This class is used to represent integers that are native to the compiler,
operating system and architecture the interpreter is compiled in.
There are two main syntax forms for C<Int> literals
More information in L<the native types page|/language/nativetypes> as well as in
the section on L<native numerics|/language/numerics#Native_numerics>.
123; # Int in decimal notation
:16<BEEF>; # Int in radix notations
For your convenience common radix forms come with a prefix shortcut.
say so :2<11111111> == 0b11111111 == :8<377> == 0o377 == 255 == 0d255 == :16<ff> == 0xff;
# OUTPUT: «True␤»
All forms allow underscores between any two digits which can serve as visual
separators, but don't carry any meaning:
5_00000; # five Lakhs
500_000; # five hundred thousand
0xBEEF_CAFE; # a strange place
:2<1010_1010>; # 0d170
Radix notation also supports round and angle brackets which allow you to parse
a string for a given base, and putting together digits into a whole number
respectively:
:16("9F"); # 159
:100[99, 2, 3]; # 990203
These notations allow you to use variables, too:
my $two = "2";
my $ninety-nine = "99";
:16($ninety-nine); # 153
:100[99, $two, 3]; # 990203
=head1 Methods
=head2 method Capture
Defined as:
method Capture()
Throws C<X::Cannot::Capture>.
=head2 routine chr
Defined as:
multi sub chr(Int:D --> Str:D)
multi method chr(Int:D: --> Str:D)
Returns a one-character string, by interpreting the integer as a Unicode
codepoint number and converting it to the corresponding character.
Example:
65.chr; # returns "A"
196.chr; # returns "Ä"
=head2 routine expmod
Defined as:
multi sub expmod( $x, $y, $mod --> Int:D)
multi sub expmod(Int:D $x, Int $y, Int $mod --> Int:D)
multi method expmod(Int:D: Int $y, Int $mod --> Int:D)
Returns the given C<Int> raised to the C<$y> power within modulus C<$mod>,
that is gives the result of C<($x ** $y) mod $mod>. The subroutine form
can accept non-C<Int> arguments, which will be coerced to C<Int>.

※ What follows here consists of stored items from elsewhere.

PR #214, opened 2026-09-07
Isolate frozen QApplication argv0 from C14 control

djibian:
## Scope

Bounded #87 C18 research following the settled C17 result.

C17 proved that forcing pinned Webots R2025a `libController.so` into the successful C14 standalone process is insufficient to reproduce the historical Qt/XCB crash. The next smaller difference is the argv supplied to `QApplication`: frozen C10 uses `argc=1` with `argv[0]="webeeblocks-file-broker"`, while C14 uses the process-provided argv.

This candidate keeps the exact C14 standalone QApplication source and one exact compiled binary/path. Inside one Xvfb session it runs:
- baseline: the same binary with its normal path as argv0 and no extra arguments;
- treatment: the same binary/path with only argv0 replaced by `webeeblocks-file-broker` via `exec -a`, still with no extra arguments.

The pinned R2025a runtime, Webots-bundled Qt/XCB, software rendering and QPA/DISPLAY boundary remain unchanged. No libController, Controller API, wb_robot_init, QFileDialog, debugger or product file operation is introduced. The oracle binds exact child PID/exit and fails closed outside the pre-registered success/fatal classes.

Discriminator:
- treatment reproduces the same Qt/XCB fatal frame/exit -> frozen argv0 is sufficient relative to C14;
- both baseline and treatment reach QAPPLICATION_OK and exit 0 -> frozen argv0 alone is insufficient;
- otherwise -> UNPROVEN.

Research-only. Preserve the exact settled result on #87 and close without merge.

Refs #87.

### DIFF
--- a/.github/workflows/ci-webots.yml
+++ b/.github/workflows/ci-webots.yml
@@ -1055,6 +1055,229 @@ jobs:
           print('PASS: Blockly Submit -> one WWI mission -> validation -> shared STOP executor -> L course; persistent runtime rearmed afterwards.')
           PY
 
+      - name: Run C18 exact-binary QApplication argv0 discriminator
+        if: ${{ github.event_name == 'pull_request' && github.event.pull_request.head.ref == 'research/firefox-c18-qapplication-argv0' }}
+        shell: bash
+        run: |
+          set -euo pipefail
+          artifact_dir=ci-artifacts/firefox-c18-qapplication-argv0
+          mkdir -p "$artifact_dir"
+
+          recipe="$RUNNER_TEMP/linux_runtime_dependencies-R2025a.sh"
+          recipe_url="https://raw.githubusercontent.com/cyberbotics/webots/R2025a/scripts/install/linux_runtime_dependencies.sh"
+          recipe_blob=4593476be2c985580a0e1738671f4b5bae81f669
+          curl --fail --location --retry 3 --output "$recipe" "$recipe_url"
+          test "$(git hash-object "$recipe")" = "$recipe_blob"
+          sudo env CI=true bash "$recipe"
+
+          archive="$RUNNER_TEMP/webots-R2025a-x86-64.tar.bz2"
+          archive_url="https://github.com/cyberbotics/webots/releases/download/R2025a/webots-R2025a-x86-64.tar.bz2"
+          archive_sha=c5127fb4206c57a5ae5523f1b7f3da8b670bc8926d9ae08595e139f226f38c38
+          curl --fail --location --retry 3 --output "$archive" "$archive_url"
+          echo "$archive_sha  $archive" | sha256sum --check
+          tar -xjf "$archive" -C "$RUNNER_TEMP"
+          diagnostic_webots="$RUNNER_TEMP/webots"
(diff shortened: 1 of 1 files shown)


djibian (commented):
NO_GO bb01b79572ed92d8897c106ce612afaba2a69478

The one-variable argv0 setup is now structurally sound: the same compiled C14 control binary is run twice in one Xvfb session, both arms keep QT_DEBUG_PLUGINS unset, and the treatment changes only argv[0] to `webeeblocks-file-broker`. One fail-closed classification mismatch remains.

say expmod(4, 2, 5); # OUTPUT: «1␤»
say 7.expmod(2, 5); # OUTPUT: «4␤»
C<$y> argument can also be negative, in which case, the result is
equivalent to C<($x ** $y)> mod $mod.
say 7.expmod(-2, 5); # OUTPUT: «4␤»
=head2 method polymod
Defined as:
method polymod(Int:D: +@mods)
Returns a sequence of mod results corresponding to the divisors in C<@mods> in
the same order as they appear there. For the best effect, the divisors should
be given from the smallest "unit" to the largest (e.g. 60 seconds per minute, 60
minutes per hour) and the results are returned in the same way: from smallest to
the largest (5 seconds, 4 minutes). The last non-zero value will be the last
remainder.
say 120.polymod(10); # OUTPUT: «(0 12)␤»
say 120.polymod(10,10); # OUTPUT: «(0 2 1)␤»

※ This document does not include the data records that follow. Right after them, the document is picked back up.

PR #216, opened 2026-09-08
Reproduce file-broker object crash across fresh Xvfb order

djibian:
## Scope

Bounded #87 C20 research after the settled C19 result.

C19 associated the exact frozen C10 file-broker translation unit with the historical Qt/XCB SIGSEGV/139 in one baseline -> treatment Xvfb session. Before decomposing that surprising object/link effect, C20 checks that it is reproducible and independent of run order.

The exact C19-style baseline and treatment binaries are built once under the pinned Webots R2025a bundled Qt/XCB closure with exact libController and exact frozen broker source blobs. They are then run from the same staged path/argv in two fresh Xvfb sessions:
- AB: baseline -> treatment;
- BA: treatment -> baseline.

Each baseline must reach QAPPLICATION_OK and exit 0. Each treatment must reproduce SIGSEGV/139 with a non-empty Qt/XCB-attributable backtrace before any broker/provider construction marker. Exact binary hashes, dynamic sections, DT_NEEDED lists and ldd resolution are preserved as evidence.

In the first case, 120 is divided by 10 giving as a remainder 12, which is the
last element. In the second, 120 is C<div>ided by 10, giving 12, whose remainder
once divided by 10 is 2; the result of the integer division of 12 C<div> 10 is
the last remainder. The number of remainders will be always one more item than
the number of given divisors. If the divisors are given as a lazy list, runs
until the remainder is 0 or the list of divisors is exhausted. All divisors must
be C<Int>s, unless the method is called on a non-C<Int> number.
my $seconds = 1 * 60*60*24 # days
+ 3 * 60*60 # hours
+ 4 * 60 # minutes
+ 5; # seconds
say $seconds.polymod(60, 60); # OUTPUT: «(5 4 27)␤»
say $seconds.polymod(60, 60, 24); # OUTPUT: «(5 4 3 1)␤»
say 120.polymod: 1, 10, 10², 10³, 10⁴; # OUTPUT: «(0 0 12 0 0 0)␤»
say 120.polymod: lazy 1, 10, 10², 10³, 10⁴; # OUTPUT: «(0 0 12)␤»
say 120.polymod: 1, 10, 10² … ∞; # OUTPUT: «(0 0 12)␤»
say ⅔.polymod(⅓); # OUTPUT: «(0 2)␤»
say 5.Rat.polymod(.3, .2); # OUTPUT: «(0.2 0 80)␤»
my @digits-in-base37 = 9123607.polymod(37 xx *); # Base conversion
say @digits-in-base37.reverse # OUTPUT: «[4 32 4 15 36]␤»
To illustrate how the C<Int>, non-lazy version of polymod works, consider
this code that implements it:
my $seconds = 2 * 60*60*24 # days
+ 3 * 60*60 # hours
+ 4 * 60 # minutes
+ 5; # seconds
my @pieces;
for 60, 60, 24 -> $divisor {
@pieces.push: $seconds mod $divisor;
$seconds div= $divisor
}
@pieces.push: $seconds;
say @pieces; # OUTPUT: «[5 4 3 2]␤»
For a more detailed discussion, see
L<this blog post|https://perl6.party/post/Perl6-.polymod-break-up-a-number-into-denominations>
=head2 routine is-prime
Defined as:
multi sub is-prime (Int:D $number --> Bool:D)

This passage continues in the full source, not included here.